» **Task item**
Collect all lines from the listing that include the string "SymbolApi".

» **Material for this task**
PR #198, opened 2017-04-15
EitherM effect algebra

raulraja:
This new algebra allows the same semantics as the `ErrorM` effect algebra but allows the user to set `E` to something else beside `Throwable`


juanpedromoreno (approved):
LGTM

Issue #221, opened 2017-04-18
Review module macro


dominv:
This issue is related with #185. When the code snippets from the freestyle docs is run without using objects: 

```scala
import freestyle._
import freestyle.implicits._

  @free trait Validation[F[_]] {
    def minSize(s: String, n: Int): FreeS.Par[F, Boolean]
    def hasNumber(s: String): FreeS.Par[F, Boolean]
  }

  @free trait Interaction[F[_]] {
    def tell(msg: String): FreeS[F, Unit]
    def ask(prompt: String): FreeS[F, String]
  }
  
  @module trait Application[F[_]] {
    val validation: Validation[F]
    val interaction: Interaction[F]
  }
```

the following error is returned: 
```
exception during macro expansion: 
scala.ScalaReflectionException: <none> is not a class
	at scala.reflect.api.Symbols$SymbolApi.asClass(Symbols.scala:272)
	at scala.reflect.api.Symbols$SymbolApi.asClass$(Symbols.scala:272)
	at scala.reflect.internal.Symbols$SymbolContextApiImpl.asClass(Symbols.scala:88)
	at freestyle.openUnion$.materializeImpl(module.scala:92)
```
The line 92 in `module.scala` is:
```scala
    val algebras   = findAlgebras(weakTypeOf[A].typeSymbol.companion.asClass)
```
And its failing when it calls to the companion method:
```
weakTypeOf[A]: Application.type
weakTypeOf[A].typeSymbol: object Application
weakTypeOf[A].typeSymbol.companion: <none>
```

On the other hand, when using objects, like: 

```scala
import freestyle._
import freestyle.implicits._

object algebras {
  @free trait Validation[F[_]] {
    def minSize(s: String, n: Int): FreeS.Par[F, Boolean]
    def hasNumber(s: String): FreeS.Par[F, Boolean]
  }

  @free trait Interaction[F[_]] {
    def tell(msg: String): FreeS[F, Unit]
    def ask(prompt: String): FreeS[F, String]
  }
}

object modules {
  import algebras._
  
  @module trait Application[F[_]] {
    val validation: Validation[F]
    val interaction: Interaction[F]
  }
}

the results are:
```
```
weakTypeOf[A]: Evaluator__3b8302c6c45f12ee4172cc7128601deeeff5e5d0_1123939886.modules.Application.type
weakTypeOf[A].typeSymbol: object Application
weakTypeOf[A].typeSymbol.companion: trait Application
```

dominv:
[...]

PR #230, opened 2017-04-18
FS-221 Remove wrapper objects in tests

diesalbla:
This ticket tries to address the possible problems mentioned in ticket #221. This issue was whether it is possible to define `@free` and `@module` without having to wrap these in an `object`, which was failing at a Kazari instance. In this PR, we change the tests of the core module so as to use an organization without those wrapper objects. We also add some comments for the code of the `@module` macro.


raulraja (approved):
Cool!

» **Written answer**
	at scala.reflect.api.Symbols$SymbolApi.asClass(Symbols.scala:272)
	at scala.reflect.api.Symbols$SymbolApi.asClass$(Symbols.scala:272)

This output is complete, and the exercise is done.